Mama was a junkie, sometimes I used to wonder.
Whether she would better of a live or six feet under.
Late nights go by no sleep, born into a junkies world,
its so deep.
Crack pipes, crack valves, cracked up person.
somedays its bad and otehr days much worst.
Used to never go to sleep in fear, trying to hid the pain.
and front like i didnt care.
The neighborhood knew just what had happen to me,
at night they said the devil was rappin to me.
But on the streets I could feel my mothers heartbeat,
and everytime she gets frightened, It quickly repeats.
The way a junkie lives and what the junkie gives,
hard times, and problems and stress with their own kids,
no sense in rehibilation, growing up in humilation,
the aroma of base makes me choak. I could almost
die of the crack smoke. Different men, going out,
and coming in and in my eyes I witnessed the first
peoples sin, and I was only three, they thought i couldnt,
see. But in my eyes Momma was a junkie.
J-U-N-K-I-E to me some close their eyes and try not to
see. But you can still smell the sin just as well my
mothers unconscience and trapped in hell.
Now here life is on line (line)
stuck to the grind(grind)
time after time(time)
shes on my mind(mind)
Im thinking how could this happen to my mother not me bro,
but some nigga in my hood is slangin kilos.
He's got a spot around the corner fucked up crib,
lord forgive her for all the things she did.
Im thinking where was the police when she was
buyin this, but i know that the police could
give a fuck less. about a another basehead,
in the street.
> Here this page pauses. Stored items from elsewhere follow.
Issue #30, opened 2020-03-29
Implement etcd version endpoint


angelbarrera92:
Hi Rancher team!

I am testing this etcdshin using kubeadm. It works!!!

But every time I use it with kubeadm i have to use the following flag: `--ignore-preflight-errors=ExternalEtcdVersion` because kine seems like does not implement this endpoint.

Is this intended? What version of etcd is implemented? 3.X? I can PR if it should be implemented.

ibuildthecloud:
We only implemented the apis needed by k8s. I'd make the argument that if kubeadm needs the API we should add it. I'd say this is etcd 3.4.  would you be willing to create a PR for this. It should be straight forward because it's a hard coded response.

PR #104, opened 2021-08-27
Add support for etcd version, memberList, and status queries

brandond:
In upstream etcd, the version endpoint is implemented as a simple JSON handler, muxed with the GRPC server on the client port. This PR implements the required muxing for both plaintext and TLS listeners, using an approach inspired by upstream etcd. Kine now sends a hardcoded etcd version response that should satisfy clients such as kubeadm's [preflight checks](https://github.com/kubernetes/kubernetes/blob/release-1.21/cmd/kubeadm/app/preflight/checks.go#L694) (fixing #30).

This PR also splits the server code into different files per GRPC service, and adds a Cluster service that only supports GetMembers. The service returns a fixed member list that uses the GRPC ":authority" metadata (analogous to the HTTP Host header) to set the returned peer and client URLs. This should be sufficient to satisfy clients such as [KCP](https://github.com/kcp-dev/kcp) that enumerate the etcd member list as an informational [startup check](https://github.com/kcp-dev/kcp/blob/main/cmd/kcp/kcp.go#L105).

Third, this PR adds a Maintenance service that only supports Status, populating the DbSize field if the driver has a query to report this data. Currently sqlite, mysql, and postgres all support this; cockroachdb does not. This field is periodically collected by the Kubernetes apiserver and copied into the etcd_db_total_size_in_bytes metric.

### DIFF
--- a/pkg/endpoint/endpoint.go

But they rather pretend they dont see it
when they walk the beat, a black cop aint good for shit
but black male and he knows that my mothers out there
smoking yale, but black cops are blind they cant see
because in my eyes momma was a junkie.
Mama lived the fast life, pregnant at 14,
back in those days it wasnt crack it was heroin,
Shot it in her viens to try to ease the pain,
an unplanned pregnancy was made then I came,
straight from the wound to witness my mama's doom,
in and my heard, i knew it that its coming soon.
Of all these junkism nieghborhood critisizm,
her mind was gone, i felt she needed a exorcism.
speedballin booze and the fast times pretty soon,
my mama lost her whole fucking mind, adc welfare
recieptent, three children, not enought defadent.
few good times, only badtimes and worst from speedballin
her motherfuckin bursts. I wish i coulda said I love you
before she left, now my mind forever haunted with my
mama's death, I asked my self how could this happen to
me my mother o.d. cuz my mama was a junkie.